0 will be returned if a rule matches at the start of the string.
Otherwise, this function will return a number of characters to skip before reaching the first matched rule. The caller should emit those first `n` characters as an error, and emit the remaining characters according to the rule.
func (State) Match ¶
Match tests the subject text against all rules within the State.

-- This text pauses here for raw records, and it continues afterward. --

Issue #735, opened 2023-04-27
New setting: show icons in editor area


albertmink:
During development the number of opened views might increase significantly, see the views at the bottom. Here the titles cannot be shown properly and in can get worse easily.
<img width="1344" alt="Screenshot 2023-04-27 at 11 58 53" src="https://user-images.githubusercontent.com/38354196/234829046-5c2f7368-f028-4f9e-aef9-df370c511da9.png">

This issue propose to add a functionality that allows to hide icons. This provides more space for the titles see mock-up
<img width="1474" alt="lots_of_views_no_icon" src="https://user-images.githubusercontent.com/38354196/234828797-892feb49-3b83-4209-9aa1-43992625588e.png">

UX perspective:
Without icons (in the bottom section) the editor gains focus, which could be favourable over the additional icon (that help of simple identify views).

jukzi:
Feel free to provide a PR that optionally removes icons. But by default i want to see icons and the typical way to prevent that many views is to switch between perspectives.

albertmink:
We propose to add two (one shown above already) options to allow further visual customising in the page 'Preferences' -> 'Appearance'.
To start with, adding a new section with the checkboxes (default: not checked/ticked ➡️  won't change the recent behaviour)

Tab icons and texts:
- [ ] Show icons only in editor area
- [ ] Show full text for all tabs except in editor area

~~Screenshot for checked boxes will be added below~~ Get the preference page up and running as the first step.

jukzi:
Sounds reasonable. Do you really have problems with many tabs in the java-IDE or rather problems on a product based on it?

albertmink:
From my daily work 
<img width="1159" alt="Screenshot 2023-06-15 at 12 40 04" src="https://github.com/eclipse-platform/eclipse.platform.ui/assets/38354196/ebf3d567-5075-4435-a50f-7ce0bb549559">

jukzi:
"ABAP" -> @sratz can you look at it, please?

sratz:
> "ABAP" -> @sratz can you look at it, please?

Our team is currently working on this and we will provide a pull-request soon.

vogella:
To many options should be avoided, why the distinction of icons in the editor area? Is this really necessary?

Phillipus:
Removing the icon won't make much difference if the view title is quite long.

> Too many options should be avoided,

Agreed

albertmink:
[...]

PR #1071, opened 2023-08-29
Add Options to hide tab icons and and show full text in view area

praveen-skp:
Issue: #735 

Currently, the UI/UX for Eclipse views does not scale properly when a perspective contains a lot of views. The current solution for scaling views in Eclipse is to provide lots of different perspectives and use them to group the views. If only a limited number of views are visible it means that the whole title of each view is visible and the usability is good but if the number views increase significantly then the following issues occur:

1) The tab titles get so small that only the view icons are visible. This means users have to learn all icons which is not ideal.
2) The overall look&feel of the IDE feels cluttered.
3) Lots of view icons draw attention away from the editor area. However, when playing the role as a classic IDE for a programming language the editor area should be most prominent.

Changes:
- As all three points are based on personal preferences, new eclipse preferences has been added for handling Tab icons and titles in View areas by providing two options 
a. Always show full titles 
b. Hide icons
Tab Icons and text preferences

- Corresponding change to CTabRendering to handle these preferences and render the image and text for tabs in view areas accordingly
    - As a pre-requisite, added property "showSelectedImage" to CTabFolder : [Pull request](https://github.com/eclipse-platform/eclipse.platform.swt/pull/785)  

- Added two CSS properties handler
  - CSSPropertyTabTextMinimumCharactersSWTHandler: An swt property to set the minimum characters for CTabFolder
  - CSSPropertySelectedImageVisibleSWTHandler: An swt property to set if the selected tab's image should be visible or not

This a prototype and would like to get feedback


albertmink:
@praveen-skp can you provide a screenshot from the whole IDE, not only a view area (with hidden icons)? Such an example helps to explain the addressed change in _overall look&feel_

bundles/org.eclipse.e4.ui.css.swt/src/org/eclipse/e4/ui/css/swt/properties/custom/CSSPropertySelectedImageVisibleSWTHandler.java
```diff
@@ -0,0 +1,45 @@
+/*******************************************************************************
+ * Copyright (c) 2009, 2016 IBM Corporation and others.
```
BeckerWdf: Adapt copyright header to 2023 and "SAP SE..."

bundles/org.eclipse.e4.ui.css.swt/src/org/eclipse/e4/ui/css/swt/properties/custom/CSSPropertyTabTextMinimumCharactersSWTHandler.java
```diff
@@ -0,0 +1,45 @@
+package org.eclipse.e4.ui.css.swt.properties.custom;
```
BeckerWdf, line 13: add copyright header

bundles/org.eclipse.e4.ui.workbench.renderers.swt/src/org/eclipse/e4/ui/workbench/renderers/swt/CTabRendering.java
```diff
@@ -54,7 +59,36 @@ public class CTabRendering extends CTabFolderRenderer implements ICTabRendering,
...
 	 */
 	public static final boolean USE_ROUND_TABS_DEFAULT = false;
+	/**
+	 * A named preference for setting CTabFolder's to be rendered without icons
+	 * <p>
+	 * The default value for this preference is: <code>false</code> (render
+	 * CTabFolder's with icons)
+	 * </p>
+	 */
+	public static final String HIDE_ICONS = "HIDE_ICONS"; //$NON-NLS-1$
```
BeckerWdf: I would say "HIDE_ICONS_FOR_VIEW_TABS" better describes this.

bundles/org.eclipse.e4.ui.workbench.renderers.swt/src/org/eclipse/e4/ui/workbench/renderers/swt/CTabRendering.java
```diff
@@ -54,7 +59,36 @@ public class CTabRendering extends CTabFolderRenderer implements ICTabRendering,
...
+	 */
+	public static final boolean HIDE_ICONS_DEFAULT = false;
+	/**
+	 * A named preference for setting CTabFolder's to show full text
+	 * <p>
+	 * The default value for this preference is: <code>false</code> (render
+	 * CTabFolder's without full text)
+	 * </p>
+	 */
+	public static final String SHOW_FULL_TEXT = "SHOW_FULL_TEXT"; //$NON-NLS-1$
```
BeckerWdf: "SHOW_FULL_TEXT_FOR_VIEW_TABS"

bundles/org.eclipse.e4.ui.workbench.renderers.swt/src/org/eclipse/e4/ui/workbench/renderers/swt/CTabRendering.java
```diff
@@ -139,6 +173,8 @@ public CTabRendering(CTabFolder parent) {
 		parent.addDisposeListener(e -> preferences.removePreferenceChangeListener(this));
 
 		cornerRadiusPreferenceChanged();
+		showFullText();
```
BeckerWdf: should be "showFullTextPreferenceChanged"

bundles/org.eclipse.e4.ui.workbench.renderers.swt/src/org/eclipse/e4/ui/workbench/renderers/swt/CTabRendering.java
```diff
@@ -139,6 +173,8 @@ public CTabRendering(CTabFolder parent) {
...
+		hideIcons();
```
BeckerWdf: should be "hideIconsPreferenceChanged"

bundles/org.eclipse.e4.ui.workbench.renderers.swt/src/org/eclipse/e4/ui/workbench/renderers/swt/CTabRendering.java
```diff
@@ -1264,13 +1300,61 @@ private void cornerRadiusPreferenceChanged() {
...
 	@Override
 	public void preferenceChange(PreferenceChangeEvent event) {
-		if (!USE_ROUND_TABS.equals(event.getKey())) {
+		if (event.getKey().equals(USE_ROUND_TABS)) {
+			cornerRadiusPreferenceChanged();
+		} else if (event.getKey().equals(HIDE_ICONS)) {
+			hideIcons();
+		} else if (event.getKey().equals(SHOW_FULL_TEXT)) {
+			showFullText();
+		} else {
```
BeckerWdf: else return can be omitted

bundles/org.eclipse.ui.workbench/Eclipse UI/org/eclipse/ui/internal/dialogs/ViewsPreferencePage.java
```diff
@@ -180,6 +190,50 @@ private void createThemeIndependentComposits(Composite comp) {
...
+		boolean parentState = parent.getSelection();
+		dependent.setEnabled(parentState);
+
+		SelectionListener listener = new SelectionListener() {
+			@Override
+			public void widgetSelected(SelectionEvent e) {
+				boolean state = parent.getSelection();
+				dependent.setEnabled(state);
+
+				if (state == false)
```
BeckerWdf: Formatting seems not to be according to the standards. Didn't you format it? Shouldn't it be 
if (!state) {
...

BeckerWdf (changes requested):

praveen-skp:
Screenshots for the whole IDE:
Default
Show full title
Show full title and hide icons

iloveeclipse:
Few things:
- if no icons shown for views, it would be nice to show **active** view with an icon
- Instead of hiding (small) icons and showing only (long) view titles, why not add an option to show no view titles. In this case, views will be shown by icons and only active one will have icon and title. **That** will save place and clearly set focus on what is active in each view stack.

shubhamWaghmare-sap:
@iloveeclipse 
> Few things:
> 
> * if no icons shown for views, it would be nice to show **active** view with an icon

This is already technically possible using the SWT API. We can consider incorporating this as a future update if required.

On a side note, we also observed that showing the icon (only) for **active** view could potentially increase screen flickering, as the text for the tabs would be moved each time a tab is switched. Thus the impact on user experience should be evaluated before proceeding.

> * Instead of hiding (small) icons and showing only (long) view titles, why not add an option to show no view titles. In this case, views will be shown by icons and only active one will have icon and title. **That** will save place and clearly set focus on what is active in each view stack.

Showing only icons is also technically possible and here is what it would look like:

image

We had contemplated this option and consulted with UX experts who indicated the following potential issues related to accessibility:

- It would be difficult for users to identify a tab just by the icon.
- Users would need to learn/remember the icons for different views, which is not ideal.
- Figuring out if a view is already open or not would not be a quick task.
- Precise mouse movements would be needed to hit the required tab.

Moreover, the intention behind the change was not on saving space but to keep the focus only on editor area which is the _main actor_ in IDE. Thus the icons for all tabs from the view stack (_supporting actors_) are to be hidden, which might draw attention away from the editor area otherwise. 
Also the idea is to align the look & feel with other IDEs out there like VS code, where tabs in view stack always show full texts but no icons, which gives a cleaner look.

BeckerWdf:
Regarding "only show icons": It looks much more cluttered compared to the current state (Icon and Text). I have the feeling this is a move into the wrong direction.

humphreygao:
I think it is a good idea, you can provide this 2 options(show full titles and hide icons) and let users to decide. And it would be good to always show editor tabs' full name especially when you open  many editors.

bundles/org.eclipse.e4.ui.css.swt/src/org/eclipse/e4/ui/css/swt/properties/custom/CSSPropertySelectedImageVisibleSWTHandler.java
```diff
@@ -0,0 +1,42 @@
...
+import org.w3c.dom.css.CSSValue;
+
+public class CSSPropertySelectedImageVisibleSWTHandler extends AbstractCSSPropertySWTHandler {
+
+	@Override
+	public void applyCSSProperty(Control control, String property, CSSValue value, String pseudo, CSSEngine engine)
+			throws Exception {
+		boolean isSelectedImage = (Boolean) engine.convert(value, Boolean.class, null);
+		if (control instanceof CTabFolder) {
+			CTabFolder folder = (CTabFolder) control;
```
HeikoKlare:
```suggestion
		if (control instanceof CTabFolder folder) {
```

bundles/org.eclipse.e4.ui.css.swt/src/org/eclipse/e4/ui/css/swt/properties/custom/CSSPropertySelectedImageVisibleSWTHandler.java
```diff
@@ -0,0 +1,42 @@
...
+			folder.setSelectedImageVisible(isSelectedImage);
+		}
+	}
+
+	@Override
+	public String retrieveCSSProperty(Control control, String property, String pseudo, CSSEngine engine)
+			throws Exception {
+		if (control instanceof CTabFolder) {
+			CTabFolder folder = (CTabFolder) control;
```
HeikoKlare:
```suggestion
		if (control instanceof CTabFolder folder) {
```

bundles/org.eclipse.e4.ui.css.swt/src/org/eclipse/e4/ui/css/swt/properties/custom/CSSPropertySelectedImageVisibleSWTHandler.java
```diff
@@ -0,0 +1,42 @@
...
+import org.eclipse.swt.custom.CTabFolder;
+import org.eclipse.swt.widgets.Control;
+import org.w3c.dom.css.CSSValue;
+
+public class CSSPropertySelectedImageVisibleSWTHandler extends AbstractCSSPropertySWTHandler {
+
+	@Override
+	public void applyCSSProperty(Control control, String property, CSSValue value, String pseudo, CSSEngine engine)
+			throws Exception {
+		boolean isSelectedImage = (Boolean) engine.convert(value, Boolean.class, null);
```
HeikoKlare: I do not understand the name of the variable. Shouldn't it be something like `isImageVisibleForSelectedTab` or the like?

bundles/org.eclipse.e4.ui.css.swt/src/org/eclipse/e4/ui/css/swt/properties/custom/CSSPropertyTabTextMinimumCharactersSWTHandler.java
```diff
@@ -0,0 +1,57 @@
...
+			CTabFolder folder = (CTabFolder) control;
+			folder.setMinimumCharacters(minimumCharacters);
+		}
+	}
+
+	@Override
+	protected String retrieveCSSProperty(Control control, String property, String pseudo, CSSEngine engine)
+			throws Exception {
+		if (control instanceof CTabFolder) {
+			CTabFolder folder = (CTabFolder) control;
```
HeikoKlare:
```suggestion
		if (control instanceof CTabFolder folder) {
```

bundles/org.eclipse.e4.ui.workbench.renderers.swt/src/org/eclipse/e4/ui/workbench/renderers/swt/CTabRendering.java
```diff
@@ -1264,13 +1301,57 @@ private void cornerRadiusPreferenceChanged() {
...
 	private IEclipsePreferences getSwtRendererPreferences() {
 		return InstanceScope.INSTANCE.getNode("org.eclipse.e4.ui.workbench.renderers.swt"); //$NON-NLS-1$
 	}
+
+	private boolean isPartOfEditorStack() {
+		MUIElement element = (MUIElement) parent.getData(AbstractPartRenderer.OWNING_ME);
+		if (element != null && element.getTags().contains(EditorTag)) {
+			return true;
+		}
+		return false;
```
HeikoKlare:
```suggestion
		return element != null && element.getTags().contains(EditorTag);
```

bundles/org.eclipse.e4.ui.workbench.renderers.swt/src/org/eclipse/e4/ui/workbench/renderers/swt/CTabRendering.java
```diff
@@ -1264,13 +1301,57 @@ private void cornerRadiusPreferenceChanged() {
...
+		} else if (event.getKey().equals(SHOW_FULL_TEXT_FOR_VIEW_TABS)) {
+			showFullTextForViewTabsPreferenceChanged();
+		}
+	}
+
+	private void showFullTextForViewTabsPreferenceChanged() {
+		boolean showFullText = getShowFullTextForViewTabsPreference();
+		if (!isPartOfEditorStack()) {
+			if (showFullText) {
+				Optional<Integer> max = Arrays.stream(parent.getItems()).map(CTabItem::getText).map(String::length)
```
HeikoKlare: Please rename the variable to something self-explaining like `lengthOfLongestItemText`

bundles/org.eclipse.e4.ui.workbench.renderers.swt/src/org/eclipse/e4/ui/workbench/renderers/swt/CTabRendering.java
```diff
@@ -1264,13 +1301,57 @@ private void cornerRadiusPreferenceChanged() {
...
+						.max(Integer::compare);
+				parent.setMinimumCharacters(max.orElseGet(() -> 9999));
```
HeikoKlare: Please assign this magic value to an explaining variable.

HeikoKlare (commented):
Thanks for the proposal. I really like it.

I have some minor code style comments and one general remark:
I am wondering whether it may be useful to allow the configuration for each part stack (not necessarily as part of this PR but as a future extension). You could then define the visualization that fits most for one specific stack of views. E.g., you may have one stack of views that you usually distinguish by their (full) names, so that you want to hide the icons and always show the full texts, and you may have a (horizontally) small stack of views of which you know well their icons, so that only showing the icons may be perfect for that stack (this would require to have the option of only showing icons as proposed in https://github.com/eclipse-platform/eclipse.platform.ui/pull/1071#issuecomment-1717766464). This would relieve you from deciding about the visualization of tab items for the whole workbench. As a concrete example, in a "usual" perspective setup such as the Java perspective, displaying the full names of the tabs may be useful for the views in the stack at the bottom of the workbench window, while it may not be desired for the stack at the right side of the workbench window, as the names of one or two views can easily require all the available space for the tabs.
As an RCP application provider, you could even provide perspectives that are predefined accordingly. The preferences could then be used to define the initial behavior of newly created stacks.

BeckerWdf:
> I think it is a good idea, you can provide this 2 options(show full titles and hide icons) and let users to decide. And it would be good to always show editor tabs' full name especially when you open many editors.

I would try to keep the number of configurations options as small as possible. Let's start with the current implementation of this PR. Let's see that what kind of feedback we get. We can add more configuration options later on. But pls. let's start simple.

HeikoKlare:
One further thing I forgot to mention: when removing the icons, it becomes really hard to see where one tab item ends and the next begins, as there are no borders between them. With the icons enabled, you directly see where the items starts. So maybe there should be some kind of small separator to see where a new tab item starts?

BeckerWdf:
> One further thing I forgot to mention: when removing the icons, it becomes really hard to see where one tab item ends and the next begins, as there are no borders between them. With the icons enabled, you directly see where the items starts. So maybe there should be some kind of small separator to see where a new tab item starts?

You are right. But is it necessary to see where "inactive" view tabs start and end exactly. If you want to bring it to the top you simple click on the text. Pls. look how VsCode does it - I also don't see separators there...

HeikoKlare:
> You are right. But is it necessary to see where "inactive" view tabs start and end exactly. If you want to bring it to the top you simple click on the text. Pls. look how VsCode does it - I also don't see separators there...

That's true. My concerns are not with respect to where the tab starts and ends exactly but with respect to identifying the text that belongs together, i.e., to a single tab, at all. The difference I see in comparison to VS Code is the size of the space between the texts. Maybe we could increase the padding to have a bigger difference between the size of a whitespace and the size of the space between tabs, so to make it easier to find the individual tabs?

For example, in the following tab folder, I find it quite hard to see where tabs start and end. It takes some time (or knowledge) to identify whether there are tabs "CSS" and "Scratch Pad" or whether it is a single "CSS Scratch Pad". Either I know that, I have to take a deep look for quite some time to distinguish the space between tabs and the whitespace between words, or I have to hover with the mouse to see the highlighting.

image

In VS Code, I find it fairly easy to identify the individual tabs.
image

BeckerWdf:
> Maybe we could increase the padding to have a bigger difference between the size of a whitespace and the size of the space between tabs, so to make it easier to find the individual tabs?

Good idea.

shubhamWaghmare-sap:
> Maybe we could increase the padding to have a bigger difference between the size of a whitespace and the size of the space between tabs, so to make it easier to find the individual tabs?

Earlier the padding was only added to the selected tab. 
Now the padding is uniformly added across all tabs (selected and unselected) where tab icon would not be visible.
This is how it looks now and the change is done in https://github.com/eclipse-platform/eclipse.platform.swt/pull/785
image

For example, notice the significant space between _Type Hierarchy_ tab and _CSS Scratch Pad_ tab.

HeikoKlare (commented):
With some further adaptations of the required SWT change https://github.com/eclipse-platform/eclipse.platform.swt/pull/785, this looks good to me.

I would be in favor of even larger paddings when no icons are shown, as also mentioned in the SWT PR (https://github.com/eclipse-platform/eclipse.platform.swt/pull/785#pullrequestreview-1753347506), which could look like this:
image
But that's a matter of personal preference.

BeckerWdf (approved):

HeikoKlare:
@shubhamWaghmare-sap Was it intended that the minimum number of characters shown for tabs now is 1 in case "always show full titles" is not enabled? That way it seems to become impossible to navigate between source code files 😇 
image

thomasritter:
Just tested the iBuild. In general it looks much cleaner. We should think about making the option "Always show full titles" the default, in the future. When the icons are visible everything looks great. Once I switch off the icons the tab title spacing is not ideal when the tab is in focus, in my opinion. When I look at the titles it feels like they are not bound to the beginning of the tab. They are leaning to the right. The reason for this is that the titles are not aligned in the center. I would recommend we align them. The left red box should be flush with the beginning of the tab. See screenshot:

alignment_tab_titles_no_icons

shubhamWaghmare-sap:
> @shubhamWaghmare-sap Was it intended that the minimum number of characters shown for tabs now is 1 in case "always show full titles" is not enabled? That way it seems to become impossible to navigate between source code files 😇 image

@HeikoKlare It seems that before this change, the minimum number of characters for tabs _"in view areas"_ was always 1. Also the newly added preferences do not affect the _"editor area"_.
The below screenshot corresponds to a commit before this change, where, we have a chevron in _"editor area"_ and only 1 character visible in _"view area"_. (same is the case when "always show full titles" is not enabled )

image

So,
1. Do you observe this issue in the _Editor area_ or in _View area_?
2. If you observe it in _View area_, is it expected to have a higher number for default minimum characters and have chevron instead ?
3. Is there a reason to suspect it to be a regression?

HeikoKlare:
Maybe I erroneously related the changed behavior to this PR. For me, the behavior changed in the _editor area_. This is how it looks like:
image

Behavior for the view area is fine for me, as it has been like this before, and you can usually also distinguish views by icons (in comparison to files in the editor area, where the single first letter does not help).

The changed behavior for the editor area (assuming that it is related to this PR) actually is a regression for me, because for me it is now ususable without "always show full titles" activated.

> Once I switch off the icons the tab title spacing is not ideal when the tab is in focus, in my opinion. When I look at the titles it feels like they are not bound to the beginning of the tab. They are leaning to the right. The reason for this is that the titles are not aligned in the center.

The SWT implementation for tab folders with disabled icons centers the text (like, e.g., VS code does). @thomasritter What do you mean by "leaning to the right"? The text actually should be centered. And making it left aligned will look strange, as then you have a huge space to the right as a separator to the next tab.

thomasritter:
@HeikoKlare If the tab is selected the area in which the text should be aligned runs from the left edge to the right X. See this screenshot. I added the black box. You can see that the text is not centered. It is too much to the right.

alignment_tab_titles_no_icons

HeikoKlare:
Thanks for clarification! I got it. The problem is that centering is performed w.r.t. the "text area", but the tab also has a padding on its own. We have to fix that in SWT.

thomasritter:
Ok, here a fake screenshot in which I fixed it manually and centered the text. This is how I would expect it to look like.

alignment_tab_titles_centered

HeikoKlare:
Seeing the fake screnshot: do you really think that it looks better that way? It seems like my eyes expect the text to be centered "within the padding" of the tab, like in the current behavior. So the current behavior actually looks more "natural" to me than the proposed one.

thomasritter:
@HeikoKlare In order to get away from "feeling" and more towards empirical data I looked at the most widely used tab design and measured how they position the content (text + icon). Have a look at this diagram:

image

As you can see, almost all tab titles are leaning slightly to the left side of the tab. Only Intellij uses a centered design. As most humans read from left to right this makes a lot of sense to me. The content needs to feel anchored to the left side. This is not the case with the current design. My proposal would be to follow the padding of the Eclipse tab with icon or at least do not have more padding in the front than after the (x) button.

By the way thanks for sending me down this rabbit hole :) Was interesting to realize that the browser vendors are using very similar spacing for their tabs.

HeikoKlare:
Thanks for collecting that data, @thomasritter!

You compare the iconless tab design with other applications using icons in tabs. The reason why left alignment and small paddings work when using icons is that the icons work as a separator between individual tabs, which allows you to easily find the start/end of a tab.

When using an iconless design, you need to apply larger paddings to be able to distinguish tab start/end from whitespaces between words in a single tab (see my [previous comment](https://github.com/eclipse-platform/eclipse.platform.ui/pull/1071#issuecomment-1735717715)). From my point of view, using paddings as separators only works with centered text. Left-aligning the tab text looks really weird:
image

To support this with some empirical data: VS code does it the same way (in the screenshot, the "Terminal" tab is moved between the "Output" and "Debug Console" tabs to show where VS code puts the border):
image

PR #1433, opened 2023-12-19
Fix several warnings due to name clashes

HeikoKlare:
Resolves warnings of kind "hiding field" by either
* removing the variable if it is unnecessary or a duplicate, or
* renaming the hiding or the hidden variable, or
* making the method static in case a parameter is hiding a field.

Together with #1431, #1432, this should resolve all warnings of type "hiding field" in this repository. To avoid faulty name replacements, all name changes have been performed via warnings-free refactorings,


HeikoKlare:
This change only applies refactorings to fix a number of warnings:
image

Since recent changes became conflicting to this PR, I would like to merge it soon to avoid further necessity of readaptation. In case there are any objections on merging, please let me know.

PR #1439, opened 2023-12-20
Enable eager resolve due to heavy interaction between platform+ui

laeubi:


.mvn/maven.config
```diff
@@ -1 +1,2 @@
 -Pbuild-individual-bundles
+-Dtycho.target.eager=true
```
iloveeclipse, line 2: Sorry if stupid question , but isn't that the opposite of PR message?

laeubi: Commit message was wrong, fixed that.

PR #1448, opened 2023-12-21
Api removal document

vogella:


vogella:
Fits better into eclipse-platform https://github.com/eclipse-platform/eclipse.platform/pull/1064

If a match is found, it returns the number of characters consumed, a series of tokens consumed from the subject text, and the specific Rule that was succesfully matched against.
If the start of the subject text can not be matched against any known rule, it will return a position of -1 and a nil Rule.
type StatesSpec ¶
StatesSpec is a container for Lexer rule specifications, and can be compiled into a full state machine.
func (StatesSpec) Compile ¶
func (m StatesSpec) Compile() (States, error)
Compile compiles the specified states into a complete State machine, returning an error if any state fails to compile for any reason.
func (StatesSpec) Get ¶
func (m StatesSpec) Get(name string) State
func (StatesSpec) MustCompile ¶
func (m StatesSpec) MustCompile() States
MustCompile is a helper method that compiles the State specification, panicing on error.
type Token ¶
Token represents one item of parsed output, containing the parsed value and its detected type.
type Tokenizer ¶
type Tokenizer interface { // Tokenize reads from the given input and emits tokens to the output // channel. Will end on any error from the reader, including io.EOF to // signify the end of input. Tokenize(*bufio.Reader, func(Token) error) error // Format behaves exactly as Tokenize, except it also formats the output. Format(*bufio.Reader, func(Token) error) error // AcceptsFilename returns true if this Lexer thinks it is suitable for // the given filename. An error will be returned iff an invalid filename // pattern is registered by the Lexer. AcceptsFilename(name string) (bool, error) // AcceptsMediaType returns true if this Lexer thinks it is suitable for // the given meda (MIME) type. An error wil be returned iff the given mime // type is invalid. AcceptsMediaType(name string) (bool, error) // ListMediaTypes lists the media types this Tokenizer advertises support // for, e.g. ["application/json"] ListMediaTypes() []string // ListFilenames lists the filename patterns this Tokenizer advertises // support for, e.g. ["*.json"] ListFilenames() []string }
Tokenizer represents a type capable of tokenizing data from an input source.
func GetTokenizer ¶
GetTokenizer returns the Tokenizer of the given name.
func GetTokenizerForContentType ¶
GetTokenizerForContentType returns a Tokenizer for the given content type (e.g. "text/html" or "application/json"), or nil if one is not found.
func GetTokenizerForFilename ¶
GetTokenizerForFilename returns a Tokenizer for the given filename (e.g. "index.html" or "jasons.json"), or nil if one is not found.